I_{1} = 21x^{3}/3 + c_{1}

I_{1} = 7x^{3} + c_{1}

**For I**_{2}

I_{2} = ʃ (sin(x) * cos(x)) dx

Put t = cos(x), then dt/dx = -sin(x)

dt = -sin(x) dx

put the values in I_{2}

I_{2} = ʃ -t dt

I_{2} = -ʃ t dt

I_{2} = – t^{1+1}/1 + 1 + c_{2}

I_{2} = – t^{2}/2 + c_{2}

Now put the value of t.

I_{2} = – cos^{2}(x)/2 + c_{2}

**For I**_{3}

I_{3} = 24y^{2} ʃ (x) dx

I_{3} = 24y^{2} (x^{1+1}/1 + 1) + c_{3}

I_{3} = 24y^{2} (x^{2}/2) + c_{3}

I_{3} = 24x^{2}y^{2}/2 + c_{3}

I_{3} = 12x^{2}y^{2} + c_{3}

**Step 5:** Now put the values of I_{1}, I_{2}, and I_{3}.

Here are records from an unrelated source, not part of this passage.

PR #187, opened 2021-05-24
Case study article Promotion Abuse

natapg:
Closes WEB-156


lighthouserc.js
```diff
@@ -12,6 +12,7 @@ module.exports = {
         'http://localhost/demo/index.html',
         'http://localhost/pricing/index.html',
         'http://localhost/case-studies/edtech/index.html',
+        'http://localhost/case-studies/promo-abuse/index.html',
```
tan-90, line 15: I don't think we need to add all case studies to lighthouse since they're all gonna be very similar.

src/pages/case-studies/promo-abuse/index.tsx
```diff
@@ -0,0 +1,283 @@
...
+      </Modal>
+    </>
+  )
+}
+
+interface ReferenceListProps {
+  references: Array<{ name: string; href?: string }>
+}
+// TODO [VL] Change this to a widget when integrating the page with the CMS.
+export function ReferenceList({ references }: ReferenceListProps) {
```
tan-90, line 270: We don't need to duplicate this here since it's already exported from the other case study. Now that I think about it it's not used there either, but I guess it stayed as a leftover until we turn it into a widget.

tan-90 (approved):
Just 2 minor comments, approving in advance.

lighthouserc.js
natapg: yes, you're right, I'm going to remove it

ʃ (21x^{2} + 2sin(x) * cos(x) – 24xy^{2}) dx = I_{1} + I_{2} – I_{3 }

ʃ (21x^{2} + 2sin(x) * cos(x) – 24xy^{2}) dx = 7x^{3} + c_{1} + – cos^{2}(x)/2 + c_{2} – 12x^{2}y^{2} + c_{3}

ʃ (21x^{2} + 2sin(x) * cos(x) – 24xy^{2}) dx = 7x^{3} + – cos^{2}(x)/2– 12x^{2}y^{2} + C

**Example 3: For definite integral**

Solve 138x^{2} + 2sin(x) – 215x^{4}y by using definite integral, with respect to x having limits 2 to 3.

**Solution **

**Summary **

Now you are witnessed that the advanced integral problems are not difficult. Once you follow the above examples, you can solve any integral problem easily. Definite and indefinite integral problems can also be solved by using an antiderivative calculator with steps with steps to avoid large calculations.